“The Bravest of Leaders Now Have to be Moderates”

We live in a world without inhibition. The distance between President Eisenhower and his life experience and President Trump and his is vast. And it isn’t only American leadership that has deteriorated as we have traveled from the nuclear to the cyber age. So too have global institutions and leadership elsewhere among major Western countries. . . .

As digital technology accelerates, politics and memory degenerate. News cycles are more intense, even as they are more quickly forgotten. Consequently, the new generation of Western politicians is fundamentally without character.

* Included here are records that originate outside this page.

PR #2174, opened 2025-12-17
perf: avoid expensive call to Mac.getInstance

mkeskells:
*Issue #, if available:*
No Issue

*Description of changes:*
Minimal change to avoid calls to Mac.getInstance
Call to this were only used to extract the provider, which I though would be better expressed as an enum, as there are very few MacAlgorithms in use.
In my (closed source) benchmark this call accounts for 5.6% of the CPU time taken for a decryption (a call to `AwsCrypto.decryptData`), with small payloads, and thee same for encryption

I cant fully build this locally so cant run a test cycle prior to submitting this PR

# Check any applicable:

### DIFF
--- a/src/main/java/com/amazonaws/encryptionsdk/CryptoAlgorithm.java
+++ b/src/main/java/com/amazonaws/encryptionsdk/CryptoAlgorithm.java
@@ -7,6 +7,7 @@ import com.amazonaws.encryptionsdk.exception.BadCiphertextException;
 import com.amazonaws.encryptionsdk.internal.CommittedKey;
 import com.amazonaws.encryptionsdk.internal.Constants;
 import com.amazonaws.encryptionsdk.internal.HmacKeyDerivationFunction;
+import com.amazonaws.encryptionsdk.internal.MacAlgorithm;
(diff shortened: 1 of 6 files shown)


mkeskells:
I haven't changed the javadoc to match the implementation, as it seems that a first review is likely to have an opinion as to API changes

mkeskells:
Hi
Are any reviewers/maintainers available to make comment or progress this PR?

ShubhamChaturvedi7:
I've approved the CI to run but looks like this is a breaking change. Let's wait for the CI results.

mkeskells:
Thanks
I will have a look this evening

Get Outlook for Android<https://aka.ms/ghei36>
________________________________

mkeskells:
@ShubhamChaturvedi7 thanks. The CI failures loom to me to be unrelated to my change - failing in `Configure AWS Credentials`

I had hoped that this would not be a breaking change. It only changes non public fields and internal classes, but I dont know the threshold for breaking changes for this library!

Happy to work with you or someone else to lessen the breaks which reducing the CPU cost, 

Please advise of the best next steps

PR #1, opened 2018-06-21
Default value

zdenek-c:
Extracted parameter default value (initialization) from LLVM IR using regular expression.
Added new command-line option to print default values in the following format:
<<module>>
<<old_version>>: <<default_value>>
<<new_version>>: <<default_value>>

### DIFF
--- a/diffkemp/diffkemp.py
+++ b/diffkemp/diffkemp.py
@@ -24,6 +24,9 @@ def __make_argument_parser():
                     action="store_true")
     ap.add_argument("--report-stat", help="report statistics of the analysis",
                     action="store_true")
+    ap.add_argument("--default-value",
+            help="print parameter default value (in LLVM IR form)",
+                    action="store_true")
     return ap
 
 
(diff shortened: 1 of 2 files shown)


viktormalik:
I assume your solution will just return the line from the LLVM file where the parameter value is assigned. However, I would prefer to extract the actual value.
Example: in module sound/core/snd.bc, parameter cards_limit
What your function will return: 
"@cards_limit = internal global i32 1, align 4"
What I would like to get:
"1" (does not have to be an integer, just a string)

Implementing this will require parsing the LLVM file and extracting the information from CFG. To do this, I use the 'llvmcpy' python module, which creates bindings from python to C LLVM API.
LLVM C API: http://llvm.org/doxygen/group__LLVMC.html
llvmcpy: https://github.com/revng/llvmcpy

Check e.g. method LlvmKernelModule.find_param_var, there I use some of functions from C API to achieve a similar thing (I'm extracting value of another variable __param_#name).

viktormalik:
Travis CI checks have failed, please make sure that each PR you send passes the checks. In your case, the pyflake8 check fails. It is a tool that checks if you follow correct coding style. You can run the check locally by:
`flake8 diffkemp --exclude=llreve --ignore=F403,F405`
To see what fails, click on 'Details' of Travis build.

diffkemp/diffkemp.py
```diff
@@ -54,6 +57,33 @@ def run_from_cli():
...
+                                param_src.default_value)
+                        print "{}: {}".format(args.dest_version,
+                                param_dst.default_value)
+                    return 0
+
+                for param_name, param in module_src.params.iteritems():
+                    if module_dst.params.get(param_name):
+                        print "{}: {}".format(args.src_version, param.default_value)
+                        print "{}: {}".format(args.dest_version,
+                                module_dst.params[param_name].default_value)
```
viktormalik: This looks very similar to the code 7 lines above. Wouldn't it be better to merge it somehow?
Moreover, it is not necessary to create a whole new if branch for the new command line argument. I would prefer to put this functionality to the existing code (we can get the default values every time when we do the analysis).

PR #3, opened 2018-08-21
SimpLL: Assign global numbers to strings and APInts based on value instead of name.

lenticularis39:


diffkemp/simpll/DifferentialGlobalNumberState.cpp
```diff
@@ -20,24 +20,74 @@
...
-        if (otherValue)
-            GlobalNumbers.insert({otherValue, nextNumber});
+        auto GA = dyn_cast<GlobalVariable>(value);
+
+        // If the value is a GlobalVariable, has the attribute unnamed_addr and
+        // the initializer is either a ConstantDataSequential or a ConstantInt,
+        // use a map for comparison by value instead of name
+        if (GA && GA->hasGlobalUnnamedAddr() && GA->hasInitializer() &&
+            (dyn_cast<ConstantDataSequential>(GA->getInitializer()) ||
+             dyn_cast<ConstantInt>(GA->getInitializer()))) {
```
viktormalik: Use isa<>() instead of dyn_cast<>() if just checking for type.

diffkemp/simpll/DifferentialGlobalNumberState.cpp
```diff
@@ -20,24 +20,74 @@
...
+
+            if (ConstantDataSequential *CDS =
+                dyn_cast<ConstantDataSequential>(I)) {
+                // Value is a string - look it up in the string map
+                auto possibleResult = Strings.find(
+                    CDS->getAsString());
+
+                if(possibleResult != Strings.end()) {
+                    // If the string is in the map, set the result to it
+                    result = (*possibleResult).getValue();
```
viktormalik: Use -> instead of (*).
Also, shouldn't we insert {value, result} into the GlobalNumbers map in this case?

diffkemp/simpll/DifferentialGlobalNumberState.cpp
```diff
@@ -20,24 +20,74 @@
...
+                    result = nextNumber;
+                    nextNumber++;
+                }
+            } else if (ConstantInt *CI =
+                    dyn_cast<ConstantInt>(I)) {
+                auto possibleResult = Constants.find(CI->getValue());
+
+                if (possibleResult != Constants.end()) {
+                    // If the APInt is in the map, set the result to it
+                    result = (*possibleResult).second;
```
viktormalik: Same as above

diffkemp/simpll/DifferentialGlobalNumberState.cpp
```diff
@@ -20,24 +20,74 @@
...
+            // Value is a constant that can be compared by value
+            Constant *I = GA->getInitializer();
+
+            if (ConstantDataSequential *CDS =
+                dyn_cast<ConstantDataSequential>(I)) {
+                // Value is a string - look it up in the string map
+                auto possibleResult = Strings.find(
+                    CDS->getAsString());
+
+                if(possibleResult != Strings.end()) {
```
viktormalik: Space after "if".

diffkemp/simpll/DifferentialGlobalNumberState.h
```diff
@@ -28,6 +28,18 @@ class DifferentialGlobalNumberState : public GlobalNumberState {
     using ValueNumberMap = ValueMap<GlobalValue *, uint64_t>;
     ValueNumberMap GlobalNumbers;
 
+    // Mapping strings to numbers
+    StringMap<uint64_t> Strings;
+
+    // Mapping APInts to numbers
+    struct cmpConstants {
+        bool operator()(const APInt a, const APInt b) const {
```
viktormalik: Use references (APInt &) which is more effective (the object does not have to be copied).

PR #5, opened 2018-08-29
SimpLL: RemoveUnusedReturnValuesPass: Skip all functions without a body.

lenticularis39:
Checking whether the function has a body using `GlobalValue::LinkageTypes::ExternalLinkage` is unreliable; for example when run on simple programs it replaces the return type of the main function, making it incomparable by `DifferentialFunctionComparator`, which compares the deleted old function instead.

This bug didn't appear until the `callsTransitively` check was replaced by a function list, because the old method excluded the main function.

The proposed fix is to actually check the number of basic blocks in the function, and if it's not zero, then skip the function.


viktormalik:
But the changed condition (now using the list of called functions) is tested *after* the test for external linkage. Therefore I would suggest to change the condition to: if (&Fun == Main || CalledFuns.find(&Fun) == CalledFuns.end()) {...} to get the original behavior.
Another interesting thing is why the check for external linkage passes for the main function having a body. Anyway, this check should be done using Fun->isDeclaration() (which also does check for emptiness of the function).

PR #9, opened 2018-09-20
SimpLL: Updated DebugInfo to assign correct StructTypes as the keys of StructFieldNames in cases where their names differ.

lenticularis39:
Concurrent iteration through equivalent code in the other module is used to get the corresponding GEP instruction, from which the corresponding StructType is extracted. When the iteration fails at any level (for example by reaching the end prematurely), it is stopped and the old method of finding the corresponding StructType (searching for the type name in the other module) is used.

### DIFF
--- a/diffkemp/simpll/DebugInfo.cpp
+++ b/diffkemp/simpll/DebugInfo.cpp
@@ -79,23 +79,54 @@ void DebugInfo::calculateGEPIndexAlignments() {
         return;
 
     for (auto &Fun : ModFirst) {
+        auto OtherFun = ModSecond.getFunction(Fun.getName());
+
         if (CalledFirst.find(&Fun) == CalledFirst.end())
             continue;
 
+        auto OtherBB = OtherFun->begin();
         for (auto &BB : Fun) {
+            if(OtherBB == OtherFun->end())
+                // The end of the other function has been reached
+                break;
+
+            auto OtherInstr = OtherBB->begin();
             for (auto &Instr : BB) {
-                if (auto GEP = dyn_cast<GetElementPtrInst>(&Instr)) {
+                if(OtherInstr == OtherBB->end())
+                    // The end of the other basic block has been reached
+                    break;
+
+                auto GEP = dyn_cast<GetElementPtrInst>(&Instr);
+                auto OtherGEP = dyn_cast<GetElementPtrInst>(&*OtherInstr);
+
+                if (GEP && OtherGEP) {
                     std::vector<Value *> indices;
+
+                    std::vector<Value *> indicesOther;
+
+                    auto idx_other = OtherGEP->idx_begin();
                     // Iterate all indices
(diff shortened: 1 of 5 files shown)


diffkemp/simpll/DebugInfo.cpp
```diff
@@ -69,6 +69,135 @@ DICompositeType *DebugInfo::getStructTypeInfo(const StringRef name,
...
+
+                StringRef elementName =
+                        getElementNameAtIndex(*TypeDIFirst,
+                                                indexFirst);
+
+                // Find index of the element with the same name in
+                // the second module
+                auto TypeDISecond =
+                        getStructTypeInfo(typeName,
+                                            Program::Second);
```
viktormalik: Fix alignment

diffkemp/simpll/DebugInfo.cpp
```diff
@@ -69,6 +69,135 @@ DICompositeType *DebugInfo::getStructTypeInfo(const StringRef name,
...
+                // Get name of the element at the current index in
+                // the first module
+                auto TypeDIFirst =
+                        getStructTypeInfo(typeName, Program::First);
+                if (!TypeDIFirst)
+                    continue;
+
+                StringRef elementName =
+                        getElementNameAtIndex(*TypeDIFirst,
+                                                indexFirst);
```
viktormalik: Fix alignment.

diffkemp/simpll/DebugInfo.cpp
```diff
@@ -69,6 +69,135 @@ DICompositeType *DebugInfo::getStructTypeInfo(const StringRef name,
...
+                // the second module
+                auto TypeDISecond =
+                        getStructTypeInfo(typeName,
+                                            Program::Second);
+                if (!TypeDISecond)
+                    continue;
+
+                int indexSecond =
+                        getTypeMemberIndex(*TypeDISecond,
+                                            elementName);
```
viktormalik: Fix alignment.

diffkemp/simpll/DebugInfo.cpp
```diff
@@ -86,31 +86,32 @@ void DebugInfo::extractAlignmentFromInstructions(GetElementPtrInst *GEP,
...
-            if (indexedTypeOther && idx_other != OtherGEP->idx_end() &&
-                !indexedTypeOther->isStructTy()) {
-                indices.push_back(*idx_other);
-                continue;
+            if (indexedTypeOther && !indexedTypeOther->isStructTy()) {
+                // The pushing of idx_other is done at the end of the cycle, not
+                // in the for header, therefore it has to be pushed here
+                if (idx_other != OtherGEP->idx_end())
+                    indicesOther.push_back(*idx_other);
+
```
viktormalik: I think that we should either 'continue' here or do not insert *idx_other into indicesOther since this will be done in the end of the loop again.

The answer lies behind us. Nuclear apocalypse didn’t happen mainly because of the hard wisdom of our Cold War presidents, both Republican and Democrat. Throughout history, instilling virtue and character in leaders has been the only effective means of arresting decline, writes James Hankins in a new book, “Virtue Politics: Soulcraft and Statecraft in Renaissance Italy.” Mr. Hankins, a Harvard historian, painstakingly demonstrates that the greatest virtue in civic life—and the ultimate factor determining political stability—has always been principled moderation, whatever the epoch.

It’s that simple, that mundane and that difficult. In a digital age favoring extremists—the purveyors of rage and passion—the rarest and bravest of leaders will have to be moderates. Only they can tame the forces of technology. Only in their hands will humanity and markets be safe.

From “Why We Need Someone Like Ike,” by Robert D. Kaplan, in the Wall Street Journal. Kaplan is a managing director for global macro at Eurasia Group and author of “The Return of Marco Polo’s World: War, Strategy, and American Interests in the Twenty-First Century.”